= Instructions to follow =
Every line in the listing below that holds the word "testUserID" should be returned.

□ □ □ □

PR #6889, opened 2026-08-13
fix(daemon): recover in-flight tasks when a runtime deregisters

nimrc:
## The gap

`DaemonDeregister` is the one moment the server knows for certain that a runtime is going away. Today it flips the runtime offline and drops that knowledge on the floor — whatever the runtime was executing stays `dispatched`/`running` with no failure, no `task:failed` event, no agent-status reconcile, and no retry.

The startup path already does the right thing. The daemon calls `POST /runtimes/{id}/recover-orphans`; `RecoverOrphanedTasksForRuntime` fails the leftovers with `failure_reason = 'runtime_recovery'`; `HandleFailedTasks` funnels them into the auto-retry that `retryableReasons` already permits.

**That only rescues a task if the same runtime id comes back to ask for it.** A daemon that is *replaced* rather than restarted re-registers under fresh ids — a new host, a new container, a wiped state directory — and the orphans stay pinned to ids nobody will ever query again. The only thing that eventually notices is the stale-task sweeper, up to a 2.5h in-process timeout later.

## How we hit it

We moved a daemon from a long-lived VM onto Kubernetes. Every rolling deploy silently dropped whatever was mid-flight: the replacement pod always comes up with new runtime ids, so `recover-orphans` at startup has nothing to find, and the previous pod's in-flight tasks are stranded.

Our daemon is never idle in practice — sampling every 30s for 24h, exactly one 30-second window had nothing running — so "restart when quiet" is not available to us as a workaround, and `terminationGracePeriodSeconds` buys nothing because the daemon deregisters and exits rather than draining.

## The change

In the deregister loop, after `SetAgentRuntimeOffline`, run the same `RecoverOrphanedTasksForRuntime` query and hand the rows to `TaskService.HandleFailedTasks` — the identical pipeline `RecoverOrphanedTasks` uses. A graceful shutdown now costs a retry instead of a lost task.

Deliberately unchanged:

- **Best-effort.** A failed recovery is logged and skipped; the runtime is already offline and the stale-task sweeper remains the backstop it has always been.
- **No new failure reason.** `runtime_recovery` already exists, is already in `retryableReasons`, and already describes exactly this.
- **No change to retry policy.** Autopilot tasks, exhausted budgets and non-retryable reasons are filtered by `retryEligible` as before.

The response now returns `orphaned`/`retried` counts, mirroring `RecoverOrphanedTasks`.

## Testing

`go build` and `go vet` clean; `go test ./internal/handler/` passes.

I did not add a test, and I want to flag that rather than leave it implicit: `internal/handler`'s suite needs a live Postgres (`TestMain` skips without `DATABASE_URL`), and the sibling path this mirrors — `RecoverOrphanedTasks` — has no test either, so there is no existing fixture to extend. I would rather not submit a DB-backed test I could not execute. Happy to add one if you point me at the pattern you would want.

### DIFF
--- a/server/internal/handler/daemon.go
+++ b/server/internal/handler/daemon.go
@@ -907,6 +907,9 @@ func (h *Handler) DaemonDeregister(w http.ResponseWriter, r *http.Request) {
 	// Track affected workspaces for WS notifications.
 	affectedWorkspaces := make(map[string]bool)
 
+	// Tasks still in flight on the runtimes going away, recovered below.
+	var orphaned []db.AgentTaskQueue
+
 	for i, rid := range req.RuntimeIDs {
 		// Look up the runtime and verify ownership.
 		rt, err := h.Queries.GetAgentRuntime(r.Context(), runtimeUUIDs[i])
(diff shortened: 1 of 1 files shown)


nimrc:
Reopened as #6891 from a differently-named branch; same commit. Please review there.

PR #6899, opened 2026-08-13
fix(skills): normalize imported Windows file paths

### LINKED ISSUE #6893: Skill import on Windows stores supporting-file paths with backslashes, breaking bundle resolution
## Bug report

**Environment**
- OS: Windows 10
- multica daemon: v0.4.24

**What happened**
Importing a skill on a Windows host stores supporting files with backslash
path separators (e.g. `templates\template.html`) instead of forward slashes
(`templates/template.html`). When an agent task then needs that skill, the
daemon fails to resolve the bundle:

    skill bundle unavailable: skill "architecture-diagram" (id=..., 18780 bytes) after 488ms: resolve skill bundle returned invalid bundle: skill_id=... source=workspace hash=sha256:...

**Root cause**
`server/internal/daemon/skill_cache.go` → `safeSkillFilePath` rejects any path
containing `\`:

    if p == "" || strings.Contains(p, "\x00") || strings.HasPrefix(p, "/") || strings.Contains(p, "\\") {
        return false
    }

so `validateSkillBundle` returns false and the bundle is reported invalid.

**Impact**
In our workspace 35 of 94 imported skills (349 supporting files) were affected;
we worked around it by rewriting every path to forward slashes via
`multica skill files upsert` + delete.

**Related**
Imported content also ends up with CRLF line endings on Windows (74 skills /
359 files). It does not break the hash (self-consistent), but is the same
Windows-import artifact.

**Expected**
Imported supporting-file paths should always be normalized to forward slashes
(and ideally content to LF) regardless of host OS.

**Suggested fix**
Normalize file paths (`\` → `/`) during skill import.

Jamison929611:
## What does this PR do?

Normalizes supporting-file paths reported by runtime-local skill imports before they are persisted, so Windows-style nested paths such as `templates\template.html` become the canonical `templates/template.html` form accepted by workspace skill bundle validation.

The normal daemon collector already uses `filepath.ToSlash`. The remaining gap was the server report boundary used by older or alternate reporters: it validated paths with host-dependent `filepath` semantics and persisted accepted values unchanged. A backslash path could therefore reach the database and later make `safeSkillFilePath` reject the entire bundle.

Normalization now happens once at that import trust boundary, before both create and overwrite persistence. Validation then uses platform-independent slash-path semantics.

This PR intentionally addresses only the path-separator defect that makes workspace skill bundles invalid. The CRLF observation in #6893 is self-consistent and non-blocking, so content line-ending normalization is explicitly out of scope here.

## Related Issue

Fixes #6893

## Type of Change

- [ ] Documentation update
- [ ] CI / infrastructure

## Changes Made

- Canonicalize runtime-local import file separators in `server/internal/handler/runtime_local_skills.go` before the shared create/overwrite branches.
- Add platform-independent safety checks in `server/internal/skill/import_path.go` for empty/NUL, rooted/absolute, drive, UNC, traversal, and non-canonical paths.
- Reject paths that collide after slash normalization instead of allowing order-dependent overwrite behavior.
- Add focused tests for Windows/POSIX paths, unsafe inputs, collisions, create/overwrite responses, and daemon bundle acceptance.

## How to Test

1. `cd server && go test ./internal/skill -count=1 -v`
2. `cd server && go test ./internal/daemon -run '^(TestReportLocalSkillImportResult_RetriesOn500AndEventuallySucceeds|TestSkillBundleResolveTimeout|TestEnsureTaskSkillBundles_CachesEachSuccessAcrossDispatches|TestEnsureTaskSkillBundles_AcceptsServerSideSkillUpdate|TestEnsureTaskSkillBundles_RejectsPluginHashDrift|TestEnsureTaskSkillBundles_DeadlineIsLabelledStructurally|TestSkillBundleCacheLoadStore|TestSkillBundleCacheRejectsCorruptBundle|TestValidateSkillBundleAcceptsCanonicalNestedPath)$' -count=1 -v`
3. With PostgreSQL available, run `cd server && go test ./internal/handler -run '^(TestRuntimeLocalSkillImportFilesCanonicalizesWindowsPaths|TestRuntimeLocalSkillImportFilesRejectsUnsafePaths|TestRuntimeLocalSkillImportFilesRejectsCanonicalPathCollisions|TestRuntimeLocalSkillImport_CanonicalizesWindowsFilePath|TestRuntimeLocalSkillImport_OverwriteCanonicalizesWindowsFilePath)$' -count=1 -v`
4. `cd server && go vet ./internal/skill ./internal/handler ./internal/daemon`
5. `cd server && go build ./internal/skill ./internal/handler ./internal/daemon`

Local note: the database-backed handler tests were added and compile successfully, but this checkout had no PostgreSQL service available, so the package's `TestMain` skipped their execution locally. The non-database path tests, daemon tests, vet, Windows build, and Linux/amd64 cross-build ran successfully.

## Checklist

Safety/risk: the daemon's strict `safeSkillFilePath` consumer validation is unchanged. Invalid paths remain omitted as before; canonical collisions now fail the import explicitly because choosing one would make persisted content input-order dependent. Drive-letter paths are rejected intentionally at this Windows-report boundary. No content/line-ending normalization, binary-file support, database migration, historical cleanup, sibling skill-authoring API change, discovery, or symlink behavior is included.

## AI Disclosure

**AI tool used:** Yes

**Prompt / approach:** Assisted.

## Screenshots (optional)

### DIFF
--- a/server/internal/daemon/skill_cache_test.go
+++ b/server/internal/daemon/skill_cache_test.go
@@ -42,6 +42,20 @@ func TestSkillBundleCacheRejectsCorruptBundle(t *testing.T) {
 	}
 }
 
+func TestValidateSkillBundleAcceptsCanonicalNestedPath(t *testing.T) {
+	bundle := testSkillBundle()
+	bundle.Files[0].Path = "templates/template.html"
+	ref := skillRefFromBundle(bundle)
+	bundle.Hash = ref.Hash
+	bundle.SizeBytes = ref.SizeBytes
+	bundle.Files[0].SHA256 = ref.Files[0].SHA256
+	bundle.Files[0].SizeBytes = ref.Files[0].SizeBytes
+
+	if !validateSkillBundle(ref, bundle) {
+		t.Fatal("canonical nested file path should produce a valid bundle")
+	}
+}
+
 func testSkillBundle() SkillData {
 	bundle := SkillData{
 		ID:      "skill-1",
--- a/server/internal/handler/runtime_local_skills.go
+++ b/server/internal/handler/runtime_local_skills.go
@@ -14,6 +14,7 @@ import (
 	"github.com/go-chi/chi/v5"
 	"github.com/jackc/pgx/v5"
 	"github.com/jackc/pgx/v5/pgtype"
+	skillpkg "github.com/multica-ai/multica/server/internal/skill"
 	"github.com/multica-ai/multica/server/internal/util"
 	db "github.com/multica-ai/multica/server/pkg/db/generated"
 	"github.com/multica-ai/multica/server/pkg/protocol"
@@ -527,6 +528,28 @@ type reportedRuntimeLocalSkill struct {
 	Files       []CreateSkillFileRequest `json:"files,omitempty"`
 }
 
+func runtimeLocalSkillImportFiles(reported []CreateSkillFileRequest) ([]CreateSkillFileRequest, error) {
+	reportedPaths := make([]string, len(reported))
+	for i, file := range reported {
+		reportedPaths[i] = file.Path
+	}
+	canonicalPaths, err := skillpkg.CanonicalRuntimeLocalFilePaths(reportedPaths)
+	if err != nil {
+		return nil, err
+	}
+
+	files := make([]CreateSkillFileRequest, 0, len(reported))
+	for i, canonicalPath := range canonicalPaths {
+		if canonicalPath == "" {
+			continue
+		}
+		file := reported[i]
+		file.Path = canonicalPath
+		files = append(files, file)
+	}
+	return files, nil
+}
+
 func cleanOptionalString(value *string) *string {
 	if value == nil {
 		return nil
@@ -851,12 +874,10 @@ func (h *Handler) ReportLocalSkillImportResult(w http.ResponseWriter, r *http.Re
 		description = *req.Description
 	}
 
-	files := make([]CreateSkillFileRequest, 0, len(body.Skill.Files))
-	for _, f := range body.Skill.Files {
-		if !validateFilePath(f.Path) {
-			continue
-		}
-		files = append(files, f)
+	files, err := runtimeLocalSkillImportFiles(body.Skill.Files)
+	if err != nil {
+		h.failLocalSkillImport(w, r, requestID, err.Error())
+		return
 	}
 
 	config := map[string]any{
--- a/server/internal/handler/runtime_local_skills_overwrite_test.go
+++ b/server/internal/handler/runtime_local_skills_overwrite_test.go
@@ -286,6 +286,33 @@ func TestRuntimeLocalSkillImport_OverwritePreservesIdentityAndBindings(t *testin
 	}
 }
 
+func TestRuntimeLocalSkillImport_OverwriteCanonicalizesWindowsFilePath(t *testing.T) {
+	if testHandler == nil {
+		t.Skip("database not available")
+	}
+
+	runtimeID := createRuntimeLocalSkillTestRuntime(t, testUserID)
+	name := fmt.Sprintf("overwrite-windows-path-%d", time.Now().UnixNano())
+	existingID := createImportTargetSkill(t, name, testUserID, nil)
+
+	got := runLocalSkillImport(t, runtimeID,
+		map[string]any{"skill_key": "review-helper", "action": "overwrite", "target_skill_id": existingID},
+		reportBundleBody(name, "overwritten description", "# overwritten", map[string]string{
+			`templates\template.html`: "template",
+		}),
+	)
+
+	if got.Status != RuntimeLocalSkillCompleted {
+		t.Fatalf("status = %s, want completed (error=%q)", got.Status, got.Error)
+	}
+	if got.Skill == nil || len(got.Skill.Files) != 1 {
+		t.Fatalf("imported files = %#v, want one file", got.Skill)
+	}
+	if got.Skill.Files[0].Path != "templates/template.html" {
+		t.Fatalf("file path = %q, want canonical slash path", got.Skill.Files[0].Path)
+	}
+}
+
 func TestRuntimeLocalSkillImport_OverwriteNonCreatorFails(t *testing.T) {
 	if testHandler == nil {
 		t.Skip("database not available")
--- a/server/internal/handler/runtime_local_skills_test.go
+++ b/server/internal/handler/runtime_local_skills_test.go
@@ -7,6 +7,7 @@ import (
 	"fmt"
 	"net/http"
 	"net/http/httptest"
+	"reflect"
 	"testing"
 	"time"
 )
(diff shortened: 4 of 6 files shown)


ADanMan (commented):
Nice, well-scoped fix — thanks for this. It's clearly root-caused and the tests are unusually thorough for a change this size.

**What I like**

- **Fix is at the right layer.** #6893 is that a Windows import persists `templates\template.html`, and the daemon's `safeSkillFilePath` (`server/internal/daemon/skill_cache.go:138`) rejects any `\`, so `validateSkillBundle` marks the whole bundle invalid. Normalizing `\`→`/` once at the `ReportLocalSkillImportResult` trust boundary is the correct fix rather than loosening the downstream check.
- **The normalizer's output is a provable strict subset of what the downstream gate accepts.** `CanonicalRuntimeLocalFilePath` (`server/internal/skill/import_path.go:11`) strips all backslashes and then applies the same leading-`/`, NUL, `path.Clean`/`clean != canonical`, `..`, `../` checks as `safeSkillFilePath`, so an accepted path can never re-trigger the #6893 rejection. Adding the drive-letter guard the downstream lacks is a nice bit of extra hardening.
- **Both create and overwrite consume the same normalized `files`**, so the two persistence paths stay consistent.
- **Index-preserving canonicalization is clean** (same-length slice, empty entries skipped, a valid path can never be empty → no drop/keep ambiguity).
- **Great tests**: traversal / UNC / drive-absolute / drive-relative / NUL / embedded-traversal / non-canonical-separator table, collision rejection, DB-backed create + overwrite handler tests, and a `validateSkillBundle` acceptance test proving the canonical nested path now passes the exact check that was failing. CI including `windows-execenv` is green.

**Issues, ranked**

1. **(Medium — scope/closing) `Fixes #6893` only covers half the issue.** #6893 reports two Windows artifacts: backslash separators (fixed here) *and* CRLF line endings (`74 skills / 359 files`), and its "Expected" explicitly asks for LF normalization. The diff only touches `Path`, never `Content`, so CRLF is untouched — and `Fixes #6893` will auto-close the issue and drop that sub-item. The issue notes CRLF is self-consistent / non-breaking, so deferring it is fine, but please make it explicit: either drop the auto-close and file a CRLF follow-up, or state CRLF is intentionally out of scope.

2. **(Low — completeness) Sibling endpoints still accept backslash paths.** `validateFilePath` (`server/internal/handler/skill.go:248`) uses host-dependent `path/filepath`; on the Linux server it treats `\` as an ordinary char, so the direct skill-authoring API (`skill.go:375`, `446`, `2359`) still lets a backslash path reach the DB, which `safeSkillFilePath` later rejects — the same failure mode you fix at the runtime-local boundary. Very likely out of scope for #6893 (and the archive path is unaffected — it uses the slash-based `path` pkg on zip names), but worth a one-line note so the direct-endpoint case isn't forgotten.

3. **(Low — behavior) Collision fails the whole import, but invalid paths are silently dropped.** `CanonicalRuntimeLocalFilePaths` (`import_path.go:37-38`) errors out — failing the entire import — the moment two reported paths normalize to the same value, whereas individually-unsafe paths are silently skipped (old behavior). A daemon reporting both `a\b` and `a/b` now hard-fails the skill instead of importing the rest. Defensible for an ambiguous bundle, but the drop-one-vs-fail-all asymmetry is a behavior change worth a deliberate decision + a short comment.

4. **(Nit) Drive-letter guard is stricter than the downstream gate.** `import_path.go:16` rejects any `X:` prefix (single ASCII letter + `:`), so a file literally named `c:notes.txt` — legal on POSIX and accepted by `safeSkillFilePath` — is dropped. Over-rejection is the safe direction; just noting the intentional divergence.

None of these block; (1) is the only one I'd want resolved (even if just by editing the PR description) before merge.

Jamison929611:
Resolved the scope/closing concern in the PR description: this change fixes the path-separator defect that makes bundles invalid; CRLF content normalization is explicitly out of scope because it is self-consistent and non-blocking.

The other observations remain intentional:
- sibling skill-authoring endpoints are outside this runtime-local import fix;
- canonical collisions fail the import because choosing one file would make persisted content input-order dependent;
- drive-letter prefixes are rejected deliberately at this Windows-report boundary.

No code change was needed.

ADanMan:
Thanks for the thorough responses — all reasonable. Clarifying CRLF as out-of-scope in the description resolves the one thing I'd have wanted addressed, and the rest are fair calls: the collision-fails-import choice in particular makes sense once it's framed as keeping persisted content independent of input order. Nothing further from me — nice fix.

Jamison929611:
Hi maintainers, the review feedback has been addressed and all checks are passing. Since there don't appear to be any remaining concerns, could you please merge this PR when you have a chance? Please let me know if anything else is needed. Thanks!

multica-eve (changes requested):
Before this change, a Windows user can import a skill successfully and still find it unusable when a task needs it. The intended outcome is that newly imported skills remain usable without requiring any configuration changes. This is a product behavior we should accept, although imports that are already broken would not be repaired by this PR.

The normalization approach is clear and the path-safety/collision tests are good. I am requesting changes because the patch does not yet establish that it covers the route which produced the data reported in #6893.

## Must fix

1. **Identify and cover the actual write path that produced the backslashes.** The standard daemon collector has called `filepath.ToSlash(rel)` in `server/internal/daemon/local_skills.go:372` since the runtime-local import feature was introduced, including in the reported v0.4.24. That standard reporter should therefore not send a backslash path. This PR only canonicalizes data received by `ReportLocalSkillImportResult` at `server/internal/handler/runtime_local_skills.go:877`, while the create/update/file-upsert paths still use the host-dependent `validateFilePath` in `server/internal/handler/skill.go:248` (callers at lines 375, 446, and 2366) and can persist the same invalid representation. Please confirm the reporter/import route from the issue author, an origin record, or a captured request, then add the fix and regression coverage at the route that actually produced the affected rows. Otherwise `Fixes #6893` may close the issue without fixing its real reproduction.

2. **Resolve the behavior for already persisted bad paths.** This change prevents new bad rows only at the one covered boundary; existing skills will still be rejected by `safeSkillFilePath`. Please either add a collision-safe remediation, or create a tracked follow-up and clearly document that affected skills must be re-imported. The PR should not imply that existing affected imports are restored.

Keeping CRLF normalization out of scope is reasonable because it is not what invalidates the bundle. The strict downstream validator and the fail-on-canonical-collision behavior should also remain.

**Recommendation: Request changes.** The product behavior is wanted and the implementation is strong within its chosen boundary, but the actual producer and persisted-data compatibility need to be resolved before this can be considered a complete fix for #6893.

Jamison929611:
I will verify the producer path before changing the normalization boundary. The standard runtime-local collector already applies `filepath.ToSlash`, so I have asked the reporter on #6893 for the exact creation/import flow, `config.origin`, versions, and a minimal reproduction or request shape. I will also trace the alternative create/update/file-upsert persistence paths against that evidence.

For already-persisted invalid paths, this PR will either include collision-safe remediation or link a tracked follow-up with explicit re-import guidance. The PR description will not imply that existing affected skills are repaired automatically. CRLF normalization remains out of scope, and the strict downstream validation and collision behavior will remain unchanged.

I will not make another code change until the actual producer path is established.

□ □ □ □

= Exercise result =
+	runtimeID := createRuntimeLocalSkillTestRuntime(t, testUserID)
+	existingID := createImportTargetSkill(t, name, testUserID, nil)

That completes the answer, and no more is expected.